:: Required work ::
Look at every line of the material below and tally those containing "fulltextsearch". Reply with the total alone.

:: Exercise materials ::
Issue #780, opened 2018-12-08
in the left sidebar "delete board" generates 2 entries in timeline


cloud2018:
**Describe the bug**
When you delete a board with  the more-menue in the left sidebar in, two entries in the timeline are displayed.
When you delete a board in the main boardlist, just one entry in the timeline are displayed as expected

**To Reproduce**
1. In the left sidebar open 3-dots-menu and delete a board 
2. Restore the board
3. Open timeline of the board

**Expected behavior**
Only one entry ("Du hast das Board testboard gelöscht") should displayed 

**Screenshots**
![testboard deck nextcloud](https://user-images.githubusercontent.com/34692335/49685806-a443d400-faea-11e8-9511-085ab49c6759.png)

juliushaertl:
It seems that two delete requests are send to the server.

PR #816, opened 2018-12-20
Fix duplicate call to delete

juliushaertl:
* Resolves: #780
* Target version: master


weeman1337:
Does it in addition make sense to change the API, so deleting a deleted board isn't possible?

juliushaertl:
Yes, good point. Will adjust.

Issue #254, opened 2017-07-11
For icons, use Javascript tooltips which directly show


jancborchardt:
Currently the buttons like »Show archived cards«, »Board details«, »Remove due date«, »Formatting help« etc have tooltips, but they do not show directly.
* * *
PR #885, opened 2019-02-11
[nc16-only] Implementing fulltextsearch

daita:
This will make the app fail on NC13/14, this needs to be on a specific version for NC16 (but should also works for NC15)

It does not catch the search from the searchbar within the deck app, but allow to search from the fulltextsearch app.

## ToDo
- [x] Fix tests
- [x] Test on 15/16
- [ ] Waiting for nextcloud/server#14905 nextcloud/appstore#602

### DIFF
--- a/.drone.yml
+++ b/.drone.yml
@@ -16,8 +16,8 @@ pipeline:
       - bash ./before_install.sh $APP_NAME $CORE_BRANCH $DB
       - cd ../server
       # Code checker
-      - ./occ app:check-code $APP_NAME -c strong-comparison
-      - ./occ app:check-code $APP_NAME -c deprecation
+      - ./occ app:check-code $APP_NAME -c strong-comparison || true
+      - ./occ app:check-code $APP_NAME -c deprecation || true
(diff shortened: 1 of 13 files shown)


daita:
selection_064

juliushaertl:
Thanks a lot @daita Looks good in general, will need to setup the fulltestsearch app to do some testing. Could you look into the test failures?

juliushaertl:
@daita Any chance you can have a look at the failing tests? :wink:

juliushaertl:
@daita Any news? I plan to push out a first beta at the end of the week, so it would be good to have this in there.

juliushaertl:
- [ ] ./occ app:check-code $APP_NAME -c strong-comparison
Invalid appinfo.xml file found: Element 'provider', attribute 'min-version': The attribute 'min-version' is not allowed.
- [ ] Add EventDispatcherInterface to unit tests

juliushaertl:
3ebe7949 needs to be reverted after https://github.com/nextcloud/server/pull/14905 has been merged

:: Solution for this problem ::
2